Certainly, the law would lend itself to a well-deserved reproach if the Rules of Court would sanction such a proceeding distinguished by nothing but its
futility. It ought to be clear even to appellant that under the circumstances, the lower court certainly could take judicial notice of the finality of a
judgment in a case that was previously pending and thereafter decided by it. That was all that was done by the lower court in decreeing the dismissal.
Certainly such an order is not contrary to law. A citation from the comments of former Chief Justice Moran is relevant. Thus: "Courts have also taken
judicial notice of previous cases to determine whether or not the case pending is a moot one, or whether or not a previous ruling is applicable in the
case under consideration."3

2. There is another equally compelling consideration. Appellant undoubtedly had recourse to a remedy which under the law then in force could be
availed of.
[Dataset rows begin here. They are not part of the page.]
PR #1916, opened 2016-05-20
Extra font info

MicahChambers:
Added some utilities for checking what characters are actually included in a loaded font. I personally find it frustrating to only be able to discover errors by looking at the rendered text.

### DIFF
--- a/PIL/ImageFont.py
+++ b/PIL/ImageFont.py
@@ -29,6 +29,7 @@ from PIL import Image
 from PIL._util import isDirectory, isPath
 import os
 import sys
+import six
 
 
 class _imagingft_not_installed(object):
@@ -168,6 +169,7 @@ class FreeTypeFont(object):
                             index=self.index if index is None else index,
                             encoding=self.encoding if encoding is None else
                             encoding)
+
     def hasglyphs(self, text):
         """
         Returns true if all the characters in the string exist in the font,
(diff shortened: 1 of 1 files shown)


hugovk:
@MicahChambers Thanks for the PR.

The tests are failing for Python 3 because of `unichr`: https://travis-ci.org/python-pillow/Pillow/builds/131615297

PIL/ImageFont.py
```diff
@@ -168,6 +168,20 @@ def font_variant(self, font=None, size=None, index=None, encoding=None):
                             index=self.index if index is None else index,
                             encoding=self.encoding if encoding is None else
                             encoding)
+    def hasglyphs(self, text):
```
hugovk: Please add a newline between these defs.

MicahChambers:
Thanks for the review. I'll look over it tonight!

PIL/ImageFont.py
MicahChambers: :+1:

MicahChambers:
Hmm. Not sure what is causing this segfault. Reading the freetype documentation I'm thinking listing the characters might be a bad idea: https://www.freetype.org/freetype2/docs/reference/ft2-base_interface.html#FT_Get_First_Char 

Basically malformed charmaps happen and can result in 4 billion iterations....

I'm going to investigate to see if there is a way to get the all the glyphs then reverse map to the primary character mapping to each glyph.... If possible.

PR #2198, opened 2016-11-05
Use more Pythonic super().__init__() instead of calling parent class directly

jdufresne:


wiredfool:
I'm not clear that super(Class, instance) is any more pythonic than the explicit parent call, at least in 2.x. 

1) it replaces an explicit MRO with an implicit MRO controlled by the child. 
2) It's ugly.

jdufresne:
Take a look at [Raymond Hettinger's article "Python’s super() considered super! "](https://rhettinger.wordpress.com/2011/05/26/super-considered-super/).

> it replaces an explicit MRO with an implicit MRO controlled by the child. 

The MRO is still explicit. It is defined on the `class` line. The MRO and `super()` use a deterministic algorithm that, once understood, should not introduce surprises.

> It's ugly.

I suppose that is subjective. As someone who uses `super()` regularly, I don't feel this way. But if the Pillow project has a coding style regarding `super()`, so be it.

wiredfool:
>The MRO is still explicit. It is defined on the class line. The MRO and super() use a deterministic >algorithm that, once understood, should not introduce surprises.

The MRO of super() is controlled at runtime, (see super() considered super, Raymond Hettinger) the MRO of the explicit parent call is determined when the code is authored. Those are two different things.

jleclanche:
Yes please, this really should be merged.

wiredfool:
I'm still -1, given the ugly syntax required and the fact that a child can mess with a parent's method resolution order with super.

jleclanche:
@wiredfool that's exactly the point. When subclassing PIL classes, one expects those PIL classes to be calling super() appropriately.

jdufresne:
This was tagged as "Needs Rebase" by @radarhere , but was also rejected by @wiredfool. If I put in the work to rebase this will it be reconsidered for inclusion?

radarhere:
If you don't feel inspired to rebase, then I wouldn't recommend doing so, particularly with an issue like this, where there is not a lot of nuance in the implementation.

wiredfool:
I think the tag was essentially a mechanical marking of all the PRs with merge errors.

homm:
@wiredfool

> it replaces an explicit MRO with an implicit MRO controlled by the child.

Certainly, but this is desired behaviour. Python is very flexible language and there should be a way to insert your class in the middle of MRO. Super allows this. 
As of ugly syntax, you are dfenately right, but this it the thing we all have to put up with for a compatibility.

jdufresne:
> If you don't feel inspired to rebase, then I wouldn't recommend doing so, particularly with an issue like 
this, where there is not a lot of nuance in the implementation.

I have not problem doing the work, I like contributing. So I feel plenty inspired. I just don't want to waste everyone's time (including my own) if it is known ahead of time that it will be rejected. FWIW, I still think using super() is preferable.

jdufresne:
Rebased to latest master.

jdufresne:
Rebased to latest master.

radarhere:
Just to note - Python 2 is no longer supported in the next Pillow release.

jdufresne:
Updated to use the `super().__init__(...)` style syntax of Python 3. This will obviously fail to Python 2 until it is removed from the test matrix. Feel free to pull this change/commit into #4109 if that is easier.

hugovk:
Any remaining objections to merging this, now the Python 2.7 ugliness has gone?

PR #2200, opened 2016-11-06
Replace try/except/fail pattern with TestCase.assertRaises()

jdufresne:
Replace pattern with the builtin support for asserting exceptions.

### DIFF
--- a/Tests/test_file_jpeg2k.py
+++ b/Tests/test_file_jpeg2k.py
@@ -174,15 +174,8 @@ class TestFileJpeg2k(PillowTestCase):
     def test_unbound_local(self):
         # prepatch, a malformed jp2 file could cause an UnboundLocalError
         # exception.
-        try:
-            jp2 = Image.open('Tests/images/unbound_variable.jp2')
-            self.assertTrue(False, 'Expecting an exception')
-        except SyntaxError as err:
-            self.assertTrue(True, 'Expecting a syntax error')
-        except IOError as err:
-            self.assertTrue(True, 'Expecting an IO error')
-        except UnboundLocalError as err:
-            self.assertTrue(False, "Prepatch error")
+        with self.assertRaises(IOError):
+            Image.open('Tests/images/unbound_variable.jp2')
 
 if __name__ == '__main__':
     unittest.main()
--- a/Tests/test_imagepath.py
+++ b/Tests/test_imagepath.py
@@ -63,7 +63,9 @@ class TestImagePath(PillowTestCase):
         self.assertEqual(list(p), [(0.0, 1.0)])
 
     def test_overflow_segfault(self):
-        try:
+        # Some Pythons fail getting the argument as an integer, and it falls
+        # through to the sequence. Seeing this on 32-bit Windows.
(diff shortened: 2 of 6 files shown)


Tests/test_file_jpeg2k.py
```diff
@@ -174,15 +174,8 @@ def test_16bit_jp2_roundtrips(self):
     def test_unbound_local(self):
         # prepatch, a malformed jp2 file could cause an UnboundLocalError
         # exception.
-        try:
-            jp2 = Image.open('Tests/images/unbound_variable.jp2')
-            self.assertTrue(False, 'Expecting an exception')
-        except SyntaxError as err:
-            self.assertTrue(True, 'Expecting a syntax error')
-        except IOError as err:
-            self.assertTrue(True, 'Expecting an IO error')
```
hugovk: This one's a bit odd in that the original allows either a SyntaxError or IOError...

Tests/test_imagepath.py
```diff
@@ -63,7 +63,9 @@ def test_path(self):
         self.assertEqual(list(p), [(0.0, 1.0)])
 
     def test_overflow_segfault(self):
-        try:
+        # Some pythons fail getting the argument as an integer, and it falls
+        # through to the sequence. Seeing this on 32bit windows.
+        with self.assertRaises((TypeError, MemoryError)):
```
hugovk: "pythons" -> "Pythons", "32bit windows" -> "32-bit Windows"

Tests/test_file_jpeg2k.py
```diff
@@ -174,15 +174,8 @@ def test_16bit_jp2_roundtrips(self):
...
-        except UnboundLocalError as err:
-            self.assertTrue(False, "Prepatch error")
+        with self.assertRaises(IOError):
+            Image.open('Tests/images/unbound_variable.jp2')
```
hugovk: The old code expects either a SyntaxError or IOError.

jdufresne: The reason I didn't continue to catch the `SyntaxError` is because [`Image.open()` catches it](https://github.com/python-pillow/Pillow/blob/5aeb0ed9727a8c51c98d11788c0135c54e88b1b7/PIL/Image.py#L2302) and then [converts it to an `IOError`](https://github.com/python-pillow/Pillow/blob/5aeb0ed9727a8c51c98d11788c0135c54e88b1b7/PIL/Image.py#L2318-L2319). So it should _never_ occur inside the test. With that, I think catching it in the test is incorrect. If you disagree, can you please explain why it should continue to be caught in the test?

jdufresne:
> "pythons" -> "Pythons", "32bit windows" -> "32-bit Windows"

Fixed in latest version.

Tests/test_file_jpeg2k.py
hugovk: Perhaps something like [builtins.open](https://github.com/python-pillow/Pillow/blob/5aeb0ed9727a8c51c98d11788c0135c54e88b1b7/PIL/Image.py#L2282) could still raise something, but I think your change is fine. Thanks.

It would have served the cause of justice better, not to mention the avoidance of needless expense on his part and the vexation to which
appellees were subjected if he did reflect a little more on the matter. Then the valuable time of this Tribunal would not have been frittered away on a
useless find hopeless appeal. It has, ever been the guiding principle from Alonso v. Villamor,4 a 1910 decision, that a litigant should not be allowed to
worship at the altar of technicality. That is not to dispense justice according to law. Parties, and much more so their counsel, should ever keep such an
imperative of our legal system in mind.5

WHEREFORE, the order of dismissal of September 26, 1966 is hereby affirmed. With costs against plaintiff.

Concepcion, C.J., Makalintal, Zaldivar, Castro, Barredo, Villamor and Makasiar, JJ., concur.

Reyes, J.B.L., J., concurs in the result.